Our Lord is able to cure any malady He wants. He worked out miracles with a word, a gesture, sometimes from a distance. He also cured people in stages, as He did with the blind man (cf. John 9:1-41).
In our day, Our Lord often gives light to souls by means of His Church.
When the Magi lost track of their star, they acted with common sense and asked the inhabitants of Jerusalem for help, eventually working their way up to Herod.
“But we Christians,” we're told by St. Josemaría in Christ Is Passing By (Point 34), “have no need to go to Herod nor to the wise men of this world. Christ has given his Church sureness in doctrine and a flow of grace in the sacraments. He has arranged things so that there will always be people to guide and lead us, to remind us constantly of our way. …
“That is why, if the Lord allows us to be left in the dark even in little things, if we feel that our path is not firm, we should go to the good shepherd. … He gives His life for others and wants to be in word and behavior a soul in love. He may be a sinner too, but he trusts always in Christ's forgiveness and mercy.”
No one can be their own spiritual director without an extraordinary grace from God. We know how little objectivity we may have in looking at ourselves. The passions make it difficult, even impossible, for us to discern the right path we should be on.
That's why Our Holy Mother the Church always recommended that her children receive personal spiritual direction. If we don't take advantage of the means for guidance that the Lord puts within our reach, how can we be so bold as to expect other extraordinary personal illuminations from heaven?
Jesus is ready to work miracles for souls, but He first wants to see sincerity and docility. He will always give us His grace if we ask for it in humble petition.
St. Teresa of Ávila has said, “Our prayer must therefore be very earnest for those who give us light. What should we be without them in the midst of these violent storms which now disturb the Church?” (St. Teresa, Life).
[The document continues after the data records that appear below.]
PR #1350, opened 2026-08-17
Read a scalar CLAHE `clip_limit` as a range, matching albumentations

### LINKED ISSUE #1349: CLAHE clip_limit: Kornia backend pins a scalar where Albumentations samples a range
### Search before asking

### Bug

On the Kornia GPU backend, `CLAHE` applies a fixed `clip_limit` where the CPU (Albumentations) backend samples one from a range. This affects the **default** configuration, so it is not limited to unusual configs.

Albumentations expands a scalar `clip_limit` to `(1, v)`:

```python
>>> import albumentations as A
>>> A.CLAHE(clip_limit=4.0).clip_limit
(1.0, 4.0)
```

`_make_clahe` in `src/rfdetr/datasets/kornia_transforms.py` routes it through `_as_range`, which expands a scalar to `(v, v)`:

```python
return random_clahe(
    clip_limit=_as_range(params.get("clip_limit", 4.0)),
    ...
)
```

`4.0` is the default on both sides, so with no user configuration at all the two backends disagree:

| aug_config | Kornia `clip_limit` | Albumentations `clip_limit` |
|---|---|---|
| `{}` (default) | `(4.0, 4.0)` | `(1.0, 4.0)` |
| `{"clip_limit": 4.0}` | `(4.0, 4.0)` | `(1.0, 4.0)` |
| `{"clip_limit": 2.0}` | `(2.0, 2.0)` | `(1.0, 2.0)` |
| `{"clip_limit": (1.0, 4.0)}` | `(1.0, 4.0)` | `(1.0, 4.0)` |

Only the explicit-pair form agrees. Every scalar form, including the default, pins the GPU path to maximum contrast enhancement on every sample while the CPU path varies it, and nothing is logged.

The docstring states the opposite:

> Both parameters map directly: Albumentations' ``clip_limit`` (a scalar or a pair) becomes Kornia's ``clip_limit`` range

`_as_range`'s own docstring is accurate about what it does — it expands a scalar to the degenerate `(v, v)` — so this is a wrong choice of helper at the call site rather than a bug inside the helper.

### Expected behavior

A scalar `clip_limit` should reach Kornia as `(1, v)`, matching how Albumentations reads the same config, so the two backends draw from the same distribution.

```python
import albumentations as A
from rfdetr.datasets.kornia_transforms import _make_clahe

print(_make_clahe({}).clip_limit)              # (4.0, 4.0)
print(A.CLAHE().clip_limit)                    # (1.0, 4.0)
```

### Environment

- RF-DETR: `develop` at `b18c9ca`
- kornia 0.8.3, albumentations 2.0.8, torch 2.6.0
- CPU only; no GPU or model weights needed to reproduce

### Additional

Introduced in #1277, which added the CLAHE mapping — mine, so I would like to fix it.

I checked the other factories that call `_as_range` for the same class of mismatch:

- `Sharpen` (`alpha`) and `GaussNoise` (`std_range`) — Albumentations rejects a scalar for both with `ValueError`, so there is no scalar form to disagree about.
- `GaussianBlur` (`sigma`) — Albumentations expands a scalar `sigma_limit` to `(0, v)` rather than `(v, v)`, so the same gap exists, but only when a user passes a scalar; the configured default is already a pair. Happy to include it here or leave it separate, whichever you prefer.

adhavan18:
Fixes #1349.

## The bug

Albumentations applies `to_tuple(clip_limit, low=1)`, so a scalar `v` means the **range** `(1, v)` and it samples from it per call. `_make_clahe` routed the value through `_as_range`, which expands a scalar to the degenerate `(v, v)`.

`4.0` is the default on both sides, so this applied with no user configuration at all:

| aug_config | before | after | albumentations |
|---|---|---|---|
| `{}` (default) | `(4.0, 4.0)` | `(1.0, 4.0)` | `(1.0, 4.0)` |
| `{"clip_limit": 4.0}` | `(4.0, 4.0)` | `(1.0, 4.0)` | `(1.0, 4.0)` |
| `{"clip_limit": 2.0}` | `(2.0, 2.0)` | `(1.0, 2.0)` | `(1.0, 2.0)` |
| `{"clip_limit": (2.0, 6.0)}` | `(2.0, 6.0)` | `(2.0, 6.0)` | `(2.0, 6.0)` |

Only the explicit-pair form agreed. Every scalar form, including the default, pinned the GPU path to maximum contrast enhancement on every sample while the CPU path varied it — a silent train/serve divergence with no warning, since from the code's point of view nothing was being collapsed.

This came in with #1277, which added the CLAHE mapping. Mine.

## The fix

A dedicated `_as_clahe_clip_limit` rather than a special case inside `_as_range`: the helper is correct about what it does and is used by transforms whose scalar semantics really are `(v, v)`. Changing it there would have fixed CLAHE and broken the others.

A pair is used as given, so only the scalar form changes.

## Scope

I checked the other `_as_range` call sites for the same class of mismatch:

- **`Sharpen`** (`alpha`) and **`GaussNoise`** (`std_range`) — albumentations rejects a scalar for both with `ValueError`, so there is no scalar form to disagree about. Safe.
- **`GaussianBlur`** (`sigma`) — albumentations expands a scalar `sigma_limit` to `(0, v)`, so the same gap exists, but only when a user passes a scalar; the configured default is already a pair. Left out of this PR deliberately — happy to fold it in here or do it separately, whichever you prefer.

## Verification

Nine assertions, all five configured forms plus direct parity against albumentations:

```
ok  param=None       -> (1.0, 4.0)
ok  param=4.0        -> (1.0, 4.0)
ok  param=2.0        -> (1.0, 2.0)
ok  param=(1.0, 4.0) -> (1.0, 4.0)
ok  param=(2.0, 6.0) -> (2.0, 6.0)
--- parity with albumentations ---
ok  clip_limit=4.0        kornia=(1.0, 4.0) albu=(1.0, 4.0)
ok  clip_limit=2.0        kornia=(1.0, 2.0) albu=(1.0, 2.0)
ok  clip_limit=(2.0, 6.0) kornia=(2.0, 6.0) albu=(2.0, 6.0)
```

The three scalar cases fail on the parent commit:

```
FAIL param=None  -> (4.0, 4.0)  expected (1.0, 4.0)
FAIL param=4.0   -> (4.0, 4.0)  expected (1.0, 4.0)
FAIL param=2.0   -> (2.0, 2.0)  expected (1.0, 2.0)
```

`test_clahe_maps_both_parameters` still passes — `grid_size` and the explicit pair are unaffected.

`ruff check` and `ruff format --check` clean on both files. `pytest` cannot collect the module in my environment (`transformers` is missing `BackboneConfigMixin`, unrelated to this diff), so I exercised the factory directly; CI here will be the better check.

### DIFF
--- a/src/rfdetr/datasets/aug_configs.py
+++ b/src/rfdetr/datasets/aug_configs.py
@@ -89,7 +89,7 @@ or torchvision defaults. Install it with ``pip install 'rfdetr[augment]'``.
 | ``Blur`` | ``K.RandomBoxBlur`` | Box blur; ``blur_limit`` rounded up to odd, pair collapses to its upper bound |
 | ``Sharpen`` | ``K.RandomSharpness`` | ``sharpness = 1.0 + alpha`` (1.0-pivoted); ``lightness``/``method`` ignored |
 | ``Equalize`` | ``K.RandomEqualize`` | Only ``p`` honored; ``mode``/``by_channels``/``mask`` ignored |
-| ``CLAHE`` | ``K.RandomClahe`` | ``clip_limit`` and ``tile_grid_size`` map directly |
+| ``CLAHE`` | ``K.RandomClahe`` | Scalar ``clip_limit=v`` -> ``(1, v)``; pairs and ``tile_grid_size`` pass through |
 | ``Perspective`` | ``K.RandomPerspective`` | Approximate; see the note below. ``keep_size=False`` raises |
 
 ``Perspective`` is the one entry in the table that is not a faithful mapping. Albumentations samples each
--- a/src/rfdetr/datasets/kornia_transforms.py
+++ b/src/rfdetr/datasets/kornia_transforms.py
@@ -594,18 +594,47 @@ def _make_equalize(params: dict[str, Any]) -> Any:
     return RandomEqualize(p=params.get("p", 0.5))
 
 
+def _as_clahe_clip_limit(value: Any) -> tuple[float, float]:
+    """Normalise ``CLAHE``'s ``clip_limit`` the way Albumentations does.
+
+    Albumentations applies ``to_tuple(clip_limit, low=1)``, so a scalar ``v`` means the range ``(1, v)``. This differs
+    from :func:`_as_range`, which expands a scalar to the degenerate ``(v, v)``; using that here would change the
+    distribution rather than the units.
+
+    Args:
+        value: A scalar, a 1-element sequence, or a 2-element ``(min, max)`` pair.
+
+    Returns:
+        The ``(min, max)`` pair Albumentations would sample from for the same config.
+
+    Examples:
+        >>> _as_clahe_clip_limit(4.0)
+        (1.0, 4.0)
+        >>> _as_clahe_clip_limit((2.0, 6.0))
+        (2.0, 6.0)
+    """
+    if isinstance(value, (list, tuple)) and len(value) == 2:
+        return (float(value[0]), float(value[1]))
+    low, high = _as_range(value)
+    # A scalar (or 1-element sequence) arrives here as the degenerate (v, v).
+    return (1.0, high) if low == high else (low, high)
+
+
 def _make_clahe(params: dict[str, Any]) -> Any:
     """Build a ``K.RandomClahe`` from aug_config ``CLAHE`` params.
 
-    Both parameters map directly: Albumentations' ``clip_limit`` (a scalar or a pair) becomes Kornia's ``clip_limit``
-    range, and ``tile_grid_size`` becomes ``grid_size``.
+    ``tile_grid_size`` becomes ``grid_size`` directly. ``clip_limit`` needs care: Albumentations reads a scalar ``v``
+    as the range ``(1, v)`` and samples from it, not as the fixed value ``v``. Passing it through :func:`_as_range`
+    would produce the degenerate ``(v, v)`` and pin the GPU path to maximum contrast enhancement on every sample while
+    the CPU path varied it — and since ``4.0`` is the default on both sides, that divergence applied to the default
+    configuration rather than only to unusual ones. A pair is already a range and is used as given.
     """
     import kornia.augmentation as kornia_augmentation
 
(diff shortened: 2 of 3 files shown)


adhavan18:
﻿all three addressed in `e01abf0`. the first one is a real behaviour bug and the reviewer is right about the mechanism.

## the one-element sequence

confirmed against the pinned albumentations before changing anything:

```
4.0            -> ACCEPTED, normalised to (1.0, 4.0)
(1.0, 4.0)     -> ACCEPTED, normalised to (1.0, 4.0)
[1.0, 4.0]     -> ACCEPTED, normalised to (1.0, 4.0)
[4.0]          -> REJECTED: ValueError: 2 validation errors for InitSchema
(4.0,)         -> REJECTED: ValueError: 2 validation errors for InitSchema
```

so `[4.0]` is refused on the CPU path, while this helper routed it through `_as_range`, got the degenerate `(4.0, 4.0)`, and turned it into `(1.0, 4.0)`. that is the same class of divergence the PR set out to remove, just pointing the other way: a config that trains on the GPU backend and raises on the CPU one.

`_as_clahe_clip_limit` now raises on any sequence that is not exactly two elements, and says why, naming the CPU backend so the message is actionable rather than just a type complaint. scalars are handled directly instead of borrowing `_as_range`, since the degenerate pair was only ever an intermediate step and it is what made the one-element case look scalar.

## the two test conventions

- annotated both parametrized arguments.
- split `test_clahe_clip_limit_matches_albumentations` into three independent cases with ids (`scalar-default-value`, `scalar`, `pair`), so a disagreement on one value no longer hides the other two behind a single reported failure.
- added `test_clahe_rejects_sequences_that_albumentations_rejects`, parametrized over `[4.0]`, `(4.0,)` and a three-element sequence.

`118 passed`, `ruff check` and `ruff format --check` clean.

adhavan18:
Bumping this since it's been quiet for a couple weeks — just rebased onto current develop, no conflicts. Happy to address anything if it needs another look.

Borda:
Hi, apologies for delay, I was off last week but I have on my radar for later this week...

Borda (approved):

St. John of the Cross said something similar, “He that desires to be alone, without the support of a master and guide, will be like the tree that is alone in the field and has no owner. However much fruit it bears, passers-by will pluck it all, and it will not mature.
“The tree that is cultivated and kept with the favor of its owner gives in due season the fruit that is expected of it. The soul that is alone and without a master, and has virtue, is like the burning coal that is alone. It will grow colder rather than hotter” (John of the Cross, Complete Works).
We can always have recourse to Our Lady, especially when the going gets rough, learning from Our Lord how to be a friend of sinners, how to apply in our own personal spiritual life all the things that Our Lord has taught us. And in that way, her Son will be able to work miracles in us and through us.
I thank you, my God, for the good resolutions, affections, and inspirations that you have communicated to me during this meditation. I ask your help to put them into practice. My Immaculate Mother, Saint Joseph, my father and lord, my guardian angel, intercede for me.
In the name of the Father, and of the Son, and of the Holy Spirit. Amen.